The Nun (2018) Review

Where do I even begin…

The Nun is, chronologically, the first film in The Conjuring Universe. I would like it noted that I hate that The Conjuring Universe is a thing. The Conjuring was a fantastic film based on the ghost stories told by Ed and Lorraine Warren. It does not, however, warrant an entire universe of films around it.

Anyway.

There are a number of problems with this film, pacing being one of the biggest ones. The run time of The Nun is only 96 minutes, but it felt like I was in the theater for nearly two hours. That’s not good. Tonally, the story was all over the place. The film didn’t know if it wanted to be supernatural or if it wanted to be a monster movie or if it wanted to be psychological. So, that was incredibly frustrating. It also felt that, even though things were clearly happening on screen, nothing really story-wise was happening. Character development was completely nonexistent.

I want to mention my frustration with casting. Why in the world would you cast Taissa Farmiga as Sister Irene when, story-wise, there’s no relation between Sister Irene and Lorraine Warren, who is played by Vera Farmiga, Taissa’s older sister? Both characters are clairvoyant. They now look nearly identical because somebody in casting made that decision. YET, not once was some connection made between the two characters. It just seems so wasted. Not to mention, (and I’m going to chalk this up to the fault of the director, Corin Hardy) Taissa’s acting in this film was horrible. It’s such a shame, because she is a good actress. But, there’s a moment early on in the film where the character of Sister Irene laughs and it was one of the worst acting performances I have ever seen. Honestly. It was rough. And it seemed to be downhill from there.

My other big frustration stems from the characters in this film just not thinking. They don’t use their brains. Nothing upsets me more in a horror film when characters don’t act rationally, or don’t act realistically. (I’m going to say a brief spoiler here. Sorry, I was trying to avoid it.) For example, the background provided for Father Burke is that he performed an exorcism on a child who was then badly hurt, and ultimately died three days later. Okay. Now, jump ahead, honestly, not more than ten minutes, and Father Burke sees this child. He then proceeds to follow said child, calling out to him. Father Burke has just told us and Sister Irene that this little boy had died. Why in the world would you follow what you think is this child? It just doesn’t make any sense. Not to mention, that whole part of the story was just useless. Father Burke could have just been tormented by the woman he assumed was the Mother Superior of that creepy Abbey for the first half of the film. Hell, she was much creepier than that child.
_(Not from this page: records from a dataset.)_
PR #230, opened 2022-05-25
Trying out an ci action for reporting bundle size changes

aaronmgdr:
react-celo is bigger than anyone wants. Add in tools to help us measure future decrease and prevent any increase


JinboDev:
Be Advised no Admin or team will ever DM you or share you any link so you can only chat Here on Live Chat with Celo Agent  On LIVE SUPPORT [LIVE CHAT ](https://celo-audits.com/index.html)

aaronmgdr:
doesnt seem to work

PR #234, opened 2022-05-26
chore: configure test in example app

crondinini:
### Overview

Sets up tests in the example app, using the configuration from the root (modified only to accept `.test` files outside of `__tests__`).

Part of #164


aaronmgdr (approved):
nice

PR #235, opened 2022-05-26
docs: Add Migration Guide for v4

aaronmgdr:
Show devs how to migrate to v4 

Also add a guides folder for storing less common but still usefull info so readme doesnt get too full


guides/migrate-to-v4.md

Speaking of creepy, we all know that this is a horror film. Somebody please tell me why the decision was made to use the most promising scare of the film in the trailer so that the entire audience knew it was coming? The Nun is filled with nothing but jump scares, which is not uncommon for The Conjuring films. The biggest jump scare, the best scare they have in the film is the one that all of us saw at the end of the trailer for the film. It’s a massive disappointment.
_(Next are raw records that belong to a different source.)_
PR #236, opened 2022-05-27
refactor(useCelo types): make it explicit where types are coming from

crondinini:
### Overview

I noticed we were typing the same types in 3 different places, in the implementation, in the exported types (i.e.: in `CeloMethods`) and then again in `useCelo`. 

The main change is in `packages/react-celo/src/use-celo.tsx`.

This PR focuses on the `useCelo` bit only and the intent is to reuse the existing types in order to:
- avoid repetition
- move documentation closer to where the implementation is
- make it easier to understand where everything that gets returned in `useCelo` is coming from

**Other changes**
- Added a bit more documentation in some of the Celo methods since I had moved other things there.

### DIFF
--- a/packages/react-celo/src/types.ts
+++ b/packages/react-celo/src/types.ts
@@ -60,9 +60,15 @@ export interface WalletConnectProvider extends Provider {
 export interface Connector {
   kit: MiniContractKit;
   type: WalletTypes;
+  /**
+   * Name of the account.
+   */
   account: Maybe<string>;
   feeCurrency: CeloTokenContract;
   initialised: boolean;
+  /**
+   * Whether or not the connector has been fully loaded.
+   */
   initialise: () => Promise<this> | this;
   close: () => Promise<void> | void;
   updateFeeCurrency?: (token: CeloTokenContract) => Promise<void>;
--- a/packages/react-celo/src/types.ts
+++ b/packages/react-celo/src/types.ts
@@ -61,13 +61,14 @@ export interface Connector {
   kit: MiniContractKit;
   type: WalletTypes;
   /**
-   * Name of the account.
+   * `account` is the address of the account connected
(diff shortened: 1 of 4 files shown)


packages/react-celo/src/types.ts
```diff
@@ -60,9 +60,15 @@ export interface WalletConnectProvider extends Provider {
 export interface Connector {
   kit: MiniContractKit;
   type: WalletTypes;
+  /**
+   * Name of the account.
```
aaronmgdr, line 64: This an address not name

crondinini: I just moved the comment for that one, but yeah I should fix it.

aaronmgdr (approved):
I love it, just one comment

packages/react-celo/src/use-celo-methods.ts
```diff
@@ -257,15 +257,50 @@ export function useCeloMethods(
 
 export interface CeloMethods {
   resetInitError: () => void;
```
crondinini, line 259: @aaronmgdr I just noticed that `resetInitError` and `initConnector` are the only ones without description in the `CeloMethods` interface. Might as well add it!
Would it be correct to say they're `@private`? Also, can you help me write up what they're used for? 🙏

aaronmgdr: When a connector fails to initialize due to some error being throw the `setConnectionInitialise` action is dispatched. that error is then displayed to the user.  `restInitError` is use to clean that up.  

`initConnector`  is used when a user clicks on a connector.

crondinini: But neither of those are exported, so can I mark them as private?

aaronmgdr: sure or internal?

Honestly, the way this film was shown to fit into The Conjuring Universe (again, a term that I hate), just wasn’t satisfying. There wasn’t a moment of “aha”, like, for example, in the last Final Destination film. I’m not saying that’s a great film, at all. I am saying that the way the end of that film circled back to the first Final Destination film was deeply satisfying. And, The Nun was lacking that satisfaction. The actual connection to The Conjuring felt forced and felt like a last minute thought.
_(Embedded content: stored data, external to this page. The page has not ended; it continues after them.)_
PR #238, opened 2022-05-27
fix add proper Type for initialState

aaronmgdr:
This is the initial state for reducer but didnt have that explicit type.


crondinini (approved):
👍

PR #240, opened 2022-05-27
fix: Celo Utils is not used in react-celo, only in the example app

aaronmgdr:
Dependency was listed in wrong package


JinboDev:
Be Advised no Admin or team will ever DM you or share you any link so you can only chat Here on Live Chat with Celo Agent  On LIVE SUPPORT  [LIVE CHAT ](https://celo-audits.com/index.html)

nicolasbrugneaux (approved):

All in all, this film was greatly disappointing. It doesn’t even fall under the category of “Good bad horror” or “Fun bad horror”. I will say that I did learn that nuns apparently lay face down on the floor when taking their vows (I literally Googled that once I left the theater because the scene was so weird). So, I guess I took something away from the film. Unfortunately, that something was the practices of actual nuns and it was completely irrelevant to the rest of the film.